> **What you need to do**: Everything from the line containing "Fixes #6417" through the end of the entries should be output exactly; nothing before it is wanted.

> **Records for processing**:
--- --- ---

PR #6460, opened 2025-02-10
6417 insurance graphql and service layer query

### LINKED ISSUE #6417: Dispensing: Insurance GraphQL and Service Layer Query
## Insurances GraphQL and Service Layer Query

Add a GraphQL endpoint for `insurances` within the general queries directory

Add the Service layer ensuring the GraphQL endpoints able to retrieve data from the database

This depends on #6204

## Tasks

- [ ] Add GraphQL endpoint - add queries
- [ ] Add Service Layer - ensuring GraphQL's endpoint are able to perform operations needed

## Acceptance Criteria 🧾

- [ ] GraphQL endpoint for getting insurance related to a patient

### Epic Link 🔗

#6000

### Moneyworks Jobcode 🧰

OMS:CIDV

GeronimoJohn:
Fixes #6417 

# 👩🏻‍💻 What does this PR do?

Adds an API or GraphQL endpoint for retrieving a patient's insurance data. The query requires the patient's ID to return the correct information.

# 🧪 Testing

- [ ] Start the OMS server locally
- [ ] Open the GraphQL playground
- [ ] Write and execute a query for insurance data
- [ ] Add the appropriate parameters
- [ ] Retrieve the data!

--- --- ---

> **Exercise response**:
Fixes #6417 

# 👩🏻‍💻 What does this PR do?

Adds an API or GraphQL endpoint for retrieving a patient's insurance data. The query requires the patient's ID to return the correct information.

# 🧪 Testing

- [ ] Start the OMS server locally
- [ ] Open the GraphQL playground
- [ ] Write and execute a query for insurance data
- [ ] Add the appropriate parameters
- [ ] Retrieve the data!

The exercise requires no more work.